--- Source material Enclosed Below ---

PR #2735, opened 2025-07-13
Use asyncio.timeout for Python 3.11+

cdce8p:
`async-timeout` is deprecated for Python 3.11+ as it's now included in the stdlib.
https://github.com/aio-libs/async-timeout


postlund:
Thank you @cdce8p! Can you fix the conflict? May I suggest that you move the conditional import code to `pyatv/support/__init__.py` and just do `from pyatv.support import async_timeout` instead? Maybe also add a comment/todo there that we can remove that part once the lowest supported python version is 3.11?

PR #2736, opened 2025-07-14
Drop support for pydantic v1

cdce8p:
Pydantic will only support Python 3.14 for `v2` models. Home Assistant has since also moved to `v2`, so it's likely safe to drop support for `v1`. https://github.com/pydantic/pydantic/issues/11613#issuecomment-3061291322


edenhaus (approved):
I have tested this PR with Home Assistant on Python 3.13.9 and 3.14.2 and it works without any issues with the Apple TV 4K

--- End of Enclosed Source material ---

* **Exercise objective**: Transcribe every entry exactly, omitting nothing.

* **Task result**:
PR #2735, opened 2025-07-13
Use asyncio.timeout for Python 3.11+

cdce8p:
`async-timeout` is deprecated for Python 3.11+ as it's now included in the stdlib.
https://github.com/aio-libs/async-timeout


postlund:
Thank you @cdce8p! Can you fix the conflict? May I suggest that you move the conditional import code to `pyatv/support/__init__.py` and just do `from pyatv.support import async_timeout` instead? Maybe also add a comment/todo there that we can remove that part once the lowest supported python version is 3.11?

PR #2736, opened 2025-07-14
Drop support for pydantic v1

cdce8p:
Pydantic will only support Python 3.14 for `v2` models. Home Assistant has since also moved to `v2`, so it's likely safe to drop support for `v1`. https://github.com/pydantic/pydantic/issues/11613#issuecomment-3061291322


edenhaus (approved):
I have tested this PR with Home Assistant on Python 3.13.9 and 3.14.2 and it works without any issues with the Apple TV 4K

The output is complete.